> **Problem details**:
Each line below that contains the word "every" must be copied.

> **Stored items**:
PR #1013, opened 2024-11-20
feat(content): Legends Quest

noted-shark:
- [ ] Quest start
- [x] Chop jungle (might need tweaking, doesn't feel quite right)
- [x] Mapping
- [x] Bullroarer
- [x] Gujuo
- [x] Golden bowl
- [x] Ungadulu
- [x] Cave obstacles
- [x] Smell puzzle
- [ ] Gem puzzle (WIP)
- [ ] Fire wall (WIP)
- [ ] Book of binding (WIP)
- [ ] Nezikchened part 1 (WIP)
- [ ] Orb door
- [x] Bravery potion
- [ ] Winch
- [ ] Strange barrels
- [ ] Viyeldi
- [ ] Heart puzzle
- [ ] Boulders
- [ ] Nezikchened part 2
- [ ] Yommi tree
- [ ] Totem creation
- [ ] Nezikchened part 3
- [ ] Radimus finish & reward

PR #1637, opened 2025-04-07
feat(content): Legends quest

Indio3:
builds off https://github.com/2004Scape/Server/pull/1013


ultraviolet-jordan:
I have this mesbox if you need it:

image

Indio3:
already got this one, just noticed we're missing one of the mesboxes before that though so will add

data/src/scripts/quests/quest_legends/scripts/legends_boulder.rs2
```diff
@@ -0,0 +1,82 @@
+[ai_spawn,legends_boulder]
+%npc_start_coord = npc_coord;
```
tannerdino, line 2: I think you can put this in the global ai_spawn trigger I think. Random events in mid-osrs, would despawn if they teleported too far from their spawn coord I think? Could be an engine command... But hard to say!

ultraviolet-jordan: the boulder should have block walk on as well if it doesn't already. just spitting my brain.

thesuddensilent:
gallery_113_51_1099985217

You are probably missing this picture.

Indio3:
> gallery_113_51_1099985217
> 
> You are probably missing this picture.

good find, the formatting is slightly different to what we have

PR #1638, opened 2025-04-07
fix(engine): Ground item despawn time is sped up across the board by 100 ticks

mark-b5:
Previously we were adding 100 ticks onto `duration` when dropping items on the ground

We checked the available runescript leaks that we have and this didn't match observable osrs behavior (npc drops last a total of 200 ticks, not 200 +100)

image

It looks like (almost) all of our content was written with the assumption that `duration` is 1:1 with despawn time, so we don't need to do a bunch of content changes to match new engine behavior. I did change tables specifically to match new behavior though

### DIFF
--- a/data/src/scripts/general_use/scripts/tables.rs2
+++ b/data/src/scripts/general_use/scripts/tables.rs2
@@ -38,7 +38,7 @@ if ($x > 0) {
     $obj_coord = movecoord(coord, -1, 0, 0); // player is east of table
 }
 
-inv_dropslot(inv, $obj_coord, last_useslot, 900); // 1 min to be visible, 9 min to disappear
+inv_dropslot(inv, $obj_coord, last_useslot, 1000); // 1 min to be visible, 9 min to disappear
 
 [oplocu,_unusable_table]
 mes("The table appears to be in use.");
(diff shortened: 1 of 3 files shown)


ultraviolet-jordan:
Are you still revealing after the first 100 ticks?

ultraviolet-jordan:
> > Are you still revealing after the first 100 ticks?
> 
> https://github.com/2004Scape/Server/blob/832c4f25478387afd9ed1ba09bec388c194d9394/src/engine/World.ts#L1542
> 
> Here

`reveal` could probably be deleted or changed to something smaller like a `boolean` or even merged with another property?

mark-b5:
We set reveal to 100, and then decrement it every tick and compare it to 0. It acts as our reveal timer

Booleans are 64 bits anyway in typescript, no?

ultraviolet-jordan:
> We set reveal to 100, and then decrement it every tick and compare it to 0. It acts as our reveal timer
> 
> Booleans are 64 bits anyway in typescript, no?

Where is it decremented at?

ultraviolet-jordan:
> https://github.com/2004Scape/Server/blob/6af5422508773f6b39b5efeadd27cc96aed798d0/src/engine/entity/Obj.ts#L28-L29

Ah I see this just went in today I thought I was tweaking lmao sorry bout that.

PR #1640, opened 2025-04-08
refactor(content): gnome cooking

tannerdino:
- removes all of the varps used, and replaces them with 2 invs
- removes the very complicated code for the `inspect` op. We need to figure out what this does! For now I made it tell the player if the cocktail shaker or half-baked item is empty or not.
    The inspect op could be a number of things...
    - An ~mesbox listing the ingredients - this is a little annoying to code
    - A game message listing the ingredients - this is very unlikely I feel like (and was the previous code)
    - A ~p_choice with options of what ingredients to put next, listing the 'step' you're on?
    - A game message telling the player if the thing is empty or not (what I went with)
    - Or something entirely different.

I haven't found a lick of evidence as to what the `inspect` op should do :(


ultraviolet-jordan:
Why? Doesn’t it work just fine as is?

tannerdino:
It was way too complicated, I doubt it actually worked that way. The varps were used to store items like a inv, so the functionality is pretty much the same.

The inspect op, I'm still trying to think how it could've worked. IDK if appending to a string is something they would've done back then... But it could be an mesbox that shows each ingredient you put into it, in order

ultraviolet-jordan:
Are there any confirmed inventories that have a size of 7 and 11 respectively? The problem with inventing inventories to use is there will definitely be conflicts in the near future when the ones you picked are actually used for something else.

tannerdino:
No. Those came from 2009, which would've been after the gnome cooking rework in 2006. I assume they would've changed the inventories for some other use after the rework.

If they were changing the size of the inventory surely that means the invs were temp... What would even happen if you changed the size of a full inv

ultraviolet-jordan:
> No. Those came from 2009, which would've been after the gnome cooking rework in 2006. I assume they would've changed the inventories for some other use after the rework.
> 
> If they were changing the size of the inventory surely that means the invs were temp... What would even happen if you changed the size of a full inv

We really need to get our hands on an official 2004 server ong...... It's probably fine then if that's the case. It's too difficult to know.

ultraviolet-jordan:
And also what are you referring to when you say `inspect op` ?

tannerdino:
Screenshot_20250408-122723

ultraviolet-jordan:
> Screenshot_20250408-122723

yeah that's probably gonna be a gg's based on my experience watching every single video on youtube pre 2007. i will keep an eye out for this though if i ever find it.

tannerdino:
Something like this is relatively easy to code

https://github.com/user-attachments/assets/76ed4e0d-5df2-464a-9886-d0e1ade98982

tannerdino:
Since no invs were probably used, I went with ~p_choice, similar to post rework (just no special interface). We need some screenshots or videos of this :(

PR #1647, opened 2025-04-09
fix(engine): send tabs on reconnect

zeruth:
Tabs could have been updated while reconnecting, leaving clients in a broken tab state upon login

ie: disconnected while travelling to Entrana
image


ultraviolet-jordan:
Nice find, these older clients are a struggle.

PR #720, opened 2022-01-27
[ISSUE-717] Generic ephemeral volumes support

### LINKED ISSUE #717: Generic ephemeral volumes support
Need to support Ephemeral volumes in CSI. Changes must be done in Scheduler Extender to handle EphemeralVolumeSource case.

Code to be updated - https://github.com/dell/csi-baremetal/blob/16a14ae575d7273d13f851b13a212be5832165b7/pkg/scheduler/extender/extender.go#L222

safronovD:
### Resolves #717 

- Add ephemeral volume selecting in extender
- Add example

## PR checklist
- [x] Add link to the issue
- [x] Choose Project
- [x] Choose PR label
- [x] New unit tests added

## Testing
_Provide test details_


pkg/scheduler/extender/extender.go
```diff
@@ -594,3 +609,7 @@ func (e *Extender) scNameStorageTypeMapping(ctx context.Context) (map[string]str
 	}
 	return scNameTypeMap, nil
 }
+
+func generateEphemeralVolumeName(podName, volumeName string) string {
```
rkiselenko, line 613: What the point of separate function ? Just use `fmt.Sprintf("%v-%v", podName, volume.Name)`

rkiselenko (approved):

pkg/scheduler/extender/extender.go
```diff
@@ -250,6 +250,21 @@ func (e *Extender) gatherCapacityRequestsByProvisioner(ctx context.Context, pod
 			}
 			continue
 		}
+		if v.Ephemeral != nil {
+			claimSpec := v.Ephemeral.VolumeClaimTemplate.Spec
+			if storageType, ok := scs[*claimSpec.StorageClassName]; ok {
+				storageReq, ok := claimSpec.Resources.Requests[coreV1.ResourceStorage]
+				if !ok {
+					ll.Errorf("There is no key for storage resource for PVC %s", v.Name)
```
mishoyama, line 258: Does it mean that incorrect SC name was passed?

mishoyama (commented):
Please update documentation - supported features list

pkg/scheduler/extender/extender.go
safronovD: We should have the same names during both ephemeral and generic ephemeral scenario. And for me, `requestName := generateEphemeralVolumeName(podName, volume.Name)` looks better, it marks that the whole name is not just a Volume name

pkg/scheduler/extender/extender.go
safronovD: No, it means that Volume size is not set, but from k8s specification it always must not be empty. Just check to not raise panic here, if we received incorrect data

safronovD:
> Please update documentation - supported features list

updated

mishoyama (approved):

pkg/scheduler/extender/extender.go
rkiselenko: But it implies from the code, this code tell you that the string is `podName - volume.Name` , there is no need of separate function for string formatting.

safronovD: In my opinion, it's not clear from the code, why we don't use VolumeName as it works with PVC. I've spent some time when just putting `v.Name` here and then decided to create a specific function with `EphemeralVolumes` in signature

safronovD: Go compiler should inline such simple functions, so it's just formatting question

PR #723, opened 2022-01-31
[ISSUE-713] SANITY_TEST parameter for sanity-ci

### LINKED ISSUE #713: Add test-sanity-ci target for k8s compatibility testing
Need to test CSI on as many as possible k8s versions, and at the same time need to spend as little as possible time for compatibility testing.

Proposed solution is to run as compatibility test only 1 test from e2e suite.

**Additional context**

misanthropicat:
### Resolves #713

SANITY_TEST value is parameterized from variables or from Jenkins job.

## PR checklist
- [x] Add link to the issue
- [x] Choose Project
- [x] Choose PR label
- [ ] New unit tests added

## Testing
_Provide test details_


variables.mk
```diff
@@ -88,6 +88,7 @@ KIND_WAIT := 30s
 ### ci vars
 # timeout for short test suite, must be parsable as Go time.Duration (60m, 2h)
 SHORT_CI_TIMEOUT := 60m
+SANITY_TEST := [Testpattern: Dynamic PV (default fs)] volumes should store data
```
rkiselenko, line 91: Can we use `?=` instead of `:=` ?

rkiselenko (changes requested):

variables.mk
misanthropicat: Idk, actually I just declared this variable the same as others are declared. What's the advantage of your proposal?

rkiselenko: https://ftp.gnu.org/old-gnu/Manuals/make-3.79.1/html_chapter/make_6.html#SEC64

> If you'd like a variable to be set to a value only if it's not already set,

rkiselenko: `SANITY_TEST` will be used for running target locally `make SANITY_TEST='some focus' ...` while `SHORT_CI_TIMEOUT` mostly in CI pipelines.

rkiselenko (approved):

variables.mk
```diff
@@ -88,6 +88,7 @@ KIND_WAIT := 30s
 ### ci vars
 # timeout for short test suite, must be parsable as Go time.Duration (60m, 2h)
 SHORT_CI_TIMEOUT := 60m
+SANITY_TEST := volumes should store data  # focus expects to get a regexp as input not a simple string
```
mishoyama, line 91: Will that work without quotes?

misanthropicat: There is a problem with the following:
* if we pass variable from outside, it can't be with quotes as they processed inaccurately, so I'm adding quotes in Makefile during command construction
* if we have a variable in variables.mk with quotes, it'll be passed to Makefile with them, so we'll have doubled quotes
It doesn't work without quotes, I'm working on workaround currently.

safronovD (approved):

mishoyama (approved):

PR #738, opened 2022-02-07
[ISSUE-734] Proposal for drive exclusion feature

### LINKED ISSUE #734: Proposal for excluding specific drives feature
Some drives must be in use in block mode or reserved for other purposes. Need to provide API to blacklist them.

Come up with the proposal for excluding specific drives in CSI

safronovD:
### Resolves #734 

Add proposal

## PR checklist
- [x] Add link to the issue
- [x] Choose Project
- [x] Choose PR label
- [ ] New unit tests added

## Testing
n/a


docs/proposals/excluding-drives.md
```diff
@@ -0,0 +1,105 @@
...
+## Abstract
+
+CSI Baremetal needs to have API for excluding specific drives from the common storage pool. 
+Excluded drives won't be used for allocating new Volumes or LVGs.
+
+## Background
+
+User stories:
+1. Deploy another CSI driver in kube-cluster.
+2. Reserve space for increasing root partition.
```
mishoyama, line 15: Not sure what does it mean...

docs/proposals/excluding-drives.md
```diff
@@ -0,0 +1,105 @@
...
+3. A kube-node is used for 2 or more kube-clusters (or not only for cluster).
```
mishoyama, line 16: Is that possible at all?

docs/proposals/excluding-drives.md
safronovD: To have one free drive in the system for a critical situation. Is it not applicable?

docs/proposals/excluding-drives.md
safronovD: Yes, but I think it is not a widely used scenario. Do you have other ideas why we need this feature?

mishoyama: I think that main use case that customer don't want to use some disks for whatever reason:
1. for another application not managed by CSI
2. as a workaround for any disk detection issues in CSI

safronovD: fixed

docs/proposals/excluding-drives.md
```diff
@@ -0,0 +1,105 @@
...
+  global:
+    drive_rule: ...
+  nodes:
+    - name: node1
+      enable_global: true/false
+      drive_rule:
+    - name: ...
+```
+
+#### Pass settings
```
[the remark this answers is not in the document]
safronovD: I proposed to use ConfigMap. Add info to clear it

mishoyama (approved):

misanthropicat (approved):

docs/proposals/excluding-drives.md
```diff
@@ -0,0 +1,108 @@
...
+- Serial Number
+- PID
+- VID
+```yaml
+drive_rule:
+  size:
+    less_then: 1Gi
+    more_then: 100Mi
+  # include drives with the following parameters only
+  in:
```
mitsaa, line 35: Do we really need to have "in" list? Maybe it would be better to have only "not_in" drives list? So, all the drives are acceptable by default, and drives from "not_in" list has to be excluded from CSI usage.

> **Solution for this problem**:
We set reveal to 100, and then decrement it every tick and compare it to 0. It acts as our reveal timer
> We set reveal to 100, and then decrement it every tick and compare it to 0. It acts as our reveal timer
yeah that's probably gonna be a gg's based on my experience watching every single video on youtube pre 2007. i will keep an eye out for this though if i ever find it.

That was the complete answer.